L’Université de Lausanne (UNIL) vient d’accueillir le 6e Congrès international des recherches féministes francophones du 29 août au 2 septembre 2012, fréquenté par quelque 600 participant·e·s provenant d’une vingtaine de pays.

 

Organisée par le Centre d’études genre LIEGE de l’UNIL et le Laboratoire interuniversitaire en études genre de la HES-SO, cette édition a porté sur l’«imbrication des rapports de pouvoir» et a permis d’enrichir les réflexions sur les «discriminations et privilèges de genre, de race, de classe et de sexualité» au cours de quatre conférences plénières, de dix tables rondes et de vingt-six ateliers.

Le premier Congrès francophone, tenu en 1996 à Québec, a inauguré la formule consistant à proposer un espace de réunion et d’échanges sur les études genre, dans un champ encore largement dominé par la recherche anglo-américaine. En effet, le Gender est un phénomène étatsunien qui repose sur une distinction classique dans la recherche anglo-saxonne entre le « sexe » comme caractéristique biologique et le « genre » comme ensemble des traits comportementaux et des conventions sociales arbitrairement construit sur la base de la différence entre le féminin et le masculin. Le genre comme outil d’analyse a permis l’institutionnalisation des recherches féministes dans la sphère francophone, avec toutefois des décalages temporels importants entre le Québec, la France, la Belgique, la Suisse ou les pays africains. Ses dénominateurs communs sont de pouvoir analyser la dichotomie féminin-masculin de manière relationnelle, ainsi que de permettre d’appréhender les relations entre les sexes comme des rapports de pouvoir.

 

Division du monde social et politique

Comme l’exemplifie le célèbre sociologue français Pierre Bourdieu (1930-2002) dans La distinction: critique sociale du jugement (1979), dominants et dominés partagent et reproduisent par leurs représentations et pratiques le même habitus divisant le monde en catégories distinctes. Cette analyse, sous le prisme du genre, permet de voir que les différences entre les femmes et les hommes sont non seulement un diviseur entre les sexes, mais aussi un système signifiant structurant fortement les catégories de pensée. Selon les types de société, la différence femme-homme sous-tend une série d’autres dichotomies: faiblesse – force, sensibilité – rationalité, altruisme – individualisme, don – calcul, concret – abstrait, etc. Aussi une variété de tables rondes et d’ateliers ont-ils permis de débattre sur les aspects contemporains de cette vision duale et de ses réactualisations dans les domaines du sport, de la médecine, des mondes professionnels ou encore des productions culturelles.

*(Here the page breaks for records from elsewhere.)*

PR #34, opened 2017-05-30
Update Python frontend to 3.6

waynetee:
This update is inspired by @alexthornton1 #33 

This includes the latest grammar specification (3.6) found here: https://docs.python.org/3/reference/grammar.html

For future reference, in order to update the Python frontend, follow these steps:
1. Copy the Python grammar specification from the above link to the Parser rules section of Python3.g4
2. Add a semi-colon to the end of every rule
3. Replace '[' with '(' and ']' with ')?'
4. Replace 'ENDMARKER' with 'EOF'
5. Update JplagPython3Listener.java

The frontend has been tested against the Python Standard Library (https://hg.python.org/cpython/file/3.6/Lib)

### DIFF
--- a/jplag.frontend.python-3/src/main/antlr4/jplag/python3/grammar/Python3.g4
+++ b/jplag.frontend.python-3/src/main/antlr4/jplag/python3/grammar/Python3.g4
@@ -36,19 +36,14 @@ grammar Python3;
 tokens { INDENT, DEDENT }
 
 @lexer::members {
-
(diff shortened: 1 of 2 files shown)


lama0206:
Thanks for your work! Even though your update is inspired by @alexthornton1 #33 - as far as i can tell, it completely includes/replaces/overrides #33. Am I right? If so, I'd merge #34 and close #33.

waynetee:
That is correct, please go ahead.

lama0206:
:) Thanks!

Cette déconstruction de la vision duale faible-fort / femme-homme amène à interroger les rapports de pouvoir en résultant. Cette perspective a pleinement permis de démontrer, au cours de ce 6e Congrès, que non seulement les sexes sont socialement perçus comme différents, mais aussi que ce rapport est hiérarchisé : dans la quasi totalité des sociétés, la distribution des ressources économiques et politiques et leurs valorisations symboliques tendent à être inégales, bien qu’avec des modalités et des intensités variables. Aussi les réflexions et plaidoyers des universitaires et militantes nord – et sub-africaines, luttant actuellement pour l’inscription légale de la parité entre les sexes dans leurs pays, ont-ils permis de rappeler la profondeur des structures matérielles et idéelles de l’infériorisation des femmes par rapport aux hommes et de nous remémorer à quel point tout acquis politique peut rester fragile.

 

Sexe, race, classe

Cette démarche consiste à analyser les rapports de genre en relation avec d’autres rapports de pouvoir et de modes de structuration d’une société donnée. Ainsi, le genre est à « l’intersection » d’autres rapports de pouvoir, et aucune catégorie de sexe ne peut être homogène tant elle est traversée par de multiples tensions et clivages comme la classe sociale, l’origine « ethnique », l’âge ou l’orientation sexuelle. Elsa Dorlin, Christine Delphy, Patricia Hill Collins, Fatou Sarr, Sirma Bilge ou encore Line Chamberland ont débattu de cette intersectionnalité au cours du Congrès. Il ressort qu’être blanche ou noire, hétérosexuelle ou homosexuelle, ouvrière ou cadre, ne conduit pas aux mêmes expériences dans le rapport de genre, et ce constat ouvre autant de perspectives de recherche en termes d’hétérosexisme, d’imbrication des rapports de sexe, de mondialisation des métiers du care, de réactualisation du patriarcat par le biais de l’antiféminisme ou encore de liens entre racisme, capitalisme et féminisme.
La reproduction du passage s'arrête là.